Ruth lit a cigarette. She practiced poise. She placed her free hand on her presentation copy of Mein Kampf, which rested on the table beside her half-emptied dishes. She gave the woman a stare of her own. She began to make up her mind—using a recipe of one part courage, two parts reason, and seven parts desperation—that she would accost this woman, pleasantly, and ask for her name. Perhaps the woman could not for some reason make the advance herself. Perhaps she was shy—or ill. Perhaps the Negro was her guardian. She might even be a prisoner…

It had crossed Ruth’s mind a day after Chicago there might be some connection between the blond man and the staring woman. But since they never met and seemed not even to see each other, Ruth had decided they were, after all, separate watchers, nothing at all to do with one another.

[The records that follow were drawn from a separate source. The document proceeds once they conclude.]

Issue #342, opened 2024-02-15
Proposal: s3-sha2-256-x for Amazon's parallel checksums


drernie:
We would like to use a multihash for the new [Amazon S3 Checkums](https://aws.amazon.com/blogs/aws/new-additional-checksum-algorithms-for-amazon-s3/), specifically their SHA-256 variant.
Is this the right place and way to request a new prefix for that?

These differ from traditional sha-256 in that they are computed in parallel using a variable block size.
Being amazon, some of their SDKs use 8mb and others use 5mb (though it is user-configurable).

Specifically, I would like to propose (by analogy with `dbl-sha2-256` and `ssz-sha2-256-bmt`):

```
s3-sha2-256-5,                   multihash,      0xb515,           draft,
s3-sha2-256-8,                   multihash,      0xb518,           draft,
```

This could be used both for the native S3 algorithm, as well as compatible implementations (such as ours).

I believe this satisfies the "two implementations" requirement for [mulitformats registration](https://github.com/multiformats/multiformats/blob/master/contributing.md#multiformats-registrations).
Is that sufficient? Should I just create a PR, or is there a more formal process?

Thanks!

burdiyan:
A block in IPFS is normally around 1-2 MB, and bigger files are split into chunks around this size, and then hashed. Even though reserving these multicodecs could be useful, they may be incompatible with how IPFS currently works.

These are my assumptions only though, I'm not a maintainer.

rvagg:
The 1-2 Mb limit is somewhat artificial and don't apply to most places that IPLD blocks are used; I think bitswap is the only place where block sizes are most constraintd. Plus it's not really a big concern for multicodecs because we don't assume that you're going to be passing them through IPFS systems or even using them in CIDs.

@drernie I think a pull request should be fine for these, what you say here sounds reasonable, one of us will probably have a look in a bit more detail just to sanity check that it's logical for them to have separate entries.

vmx:
> We would like to use a multihash for the new [Amazon S3 Checkums](https://aws.amazon.com/blogs/aws/new-additional-checksum-algorithms-for-amazon-s3/), specifically their SHA-256 variant.

I've read the blog post. Do I understand correctly that the resulting hash of the Amazon S3 Checksum is equal to the on I'd calculate locally with a standard SHA-256 tool? If yes, what is your use case to have a different multicodec and not using the existing SHA-256 multihash identifier?

[...]

PR #343, opened 2024-02-15
#342 Amazon S3's parallel SHA2-256 with fixed 5/8MB blocks

drernie:
Registering prefixes for Amazon S3's parallel SHA2-256 with fixed 5MB or 8MB blocks
(the ones they actually implement in their SDK, and for which we are building a compatible implementation.

### DIFF
--- a/table.csv
+++ b/table.csv
@@ -510,8 +510,7 @@ poseidon-bls12_381-a2-fc1-sc,   multihash,      0xb402,         draft,      Pose
 rdfc-1,                         ipld,           0xb403,         draft,      The result of canonicalizing an input according to RDFC-1.0 and then expressing its hash value as a multihash value.
 ssz,                            serialization,  0xb501,         draft,      SimpleSerialize (SSZ) serialization
 ssz-sha2-256-bmt,               multihash,      0xb502,         draft,      SSZ Merkle tree root using SHA2-256 as the hashing function and SSZ serialization for the block binary
-s3-sha2-256-5,                  multihash,      0xb515,         draft,      Amazon S3's parallel SHA2-256 with fixed 5MB blocks
-s3-sha2-256-8,                  multihash,      0xb518,         draft,      Amazon S3's parallel SHA2-256 with fixed 8MB blocks
+s3-sha2-256-boto,               multihash,      0xb511,         draft,      Boto3-compatible implementation Amazon S3's parallel SHA2-256 checksums 
 json-jcs,                       ipld,           0xb601,         draft,      The result of canonicalizing an input according to JCS - JSON Canonicalisation Scheme (RFC 8785)
 iscc,                           softhash,       0xcc01,         draft,      ISCC (International Standard Content Code) - similarity preserving hash
 zeroxcert-imprint-256,          zeroxcert,      0xce11,         draft,      0xcert Asset Imprint (root hash)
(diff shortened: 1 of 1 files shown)


rvagg:
Discussion active in https://github.com/multiformats/multicodec/issues/342

table.csv
```diff
@@ -510,7 +510,7 @@ poseidon-bls12_381-a2-fc1-sc,   multihash,      0xb402,         draft,      Pose
 rdfc-1,                         ipld,           0xb403,         draft,      The result of canonicalizing an input according to RDFC-1.0 and then expressing its hash value as a multihash value.
 ssz,                            serialization,  0xb501,         draft,      SimpleSerialize (SSZ) serialization
 ssz-sha2-256-bmt,               multihash,      0xb502,         draft,      SSZ Merkle tree root using SHA2-256 as the hashing function and SSZ serialization for the block binary
-sha2-256-chunked,               multihash,      0xb510,         draft,      Hash of concatenated SHA2-256 digests of 8*2^n MiB source chunks; n = source_size / (10000 * 8MiB)
+sha2-256-chunked,               multihash,      0xb510,         draft,      Hash of concatenated SHA2-256 digests of 8*2^n MiB source chunks; n = log(source_size/(10^4 * 8MiB))
```
vmx, line 513: May I suggest (for being extra precise):

    ceil(log2(source_size / (10^4 * 8MiB)))

drernie: Ah, it is floor, so yes it would be good to be more precise :0)

vmx: Did I get my math wrong? (It can well be, it's hard to believe how much time I've spent trying to get this right ;) So let me do the math here again:

Let's say my input is 100GiB, hence `100*1024^3 = 107374182400` bytes. This means:

    log2((100*1024^3) / (10^4 * 8 * 1024^2))
    = 0.356143810225

 - `floor` would mean 0 => `8*2^0 = 8` MiB chunk size. `8MiB * 10^4 = 8*1024^2 * 10^4 = 83886080000`
 - `ceil` would mean 1 => `8*2^1 = 16` MiB chunk size `16MiB * 10^4 = 16*1024^2 * 10^4 = 167772160000`

    83886080000 < 107374182400 < 167772160000

So I would say it's ceil.

rvagg: Not going to object but I'm not really a fan of this description, too complex and the fact that you're having trouble figuring it out here means that the casual observer is going to have an almost impossible time (think of the case of someone who has a new hash function they want to register that sounds the same but they need to work out if it is).

Also it doesn't work for sizes under threshold (`10^4 * 8 MiB`) because it can go negative unless you're doing this in a strongly typed language. It really needs a branch for that case.

```js
> n = (sz) => Math.ceil(Math.log2(sz/((10**4)*(8*1024*1024))))
n(10000)
-23
```

Yeah, a `max(0, ...)` would fix it but yay more complexity!

Perhaps it could be fixed by speaking about the common (80000 MiB source) case and then talking how to scale beyond with the equation.

Don't want to drag this out though!

rvagg (approved):

drernie:
Thank you so much @rvagg !
Anyone else we need to ping to merge this?

table.csv
vmx: I just saw your comment after I merged it (as I saw your approval). In the squashed commit message i linked to the description document. I hope that's good enough.

I wonder if we should introduce yet another column with links to descriptions of the algorithm. But that would be a separate discussion/PR.

drernie:
🙏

Ruth poured a second cup of coffee, staining the whiteness of the tablecloth. Her composure, born of years of training as an athlete, gave way, and instead of righting the pot and redirecting its flow, she experienced a small, ridiculous moment of indecision and just went on pouring, watching the large brown mark grow larger and larger. A waiter approached, his mouth open, certain he was beholding an act of vandalism or of blindness. Ruth settled for blindness.

“I—am—so—sorry…” she forced. “The sun. The sun, you see.” She wiped her eyes, as though removing the sun itself, and smiled.

The waiter, satisfied and relieved, retreated with a sigh.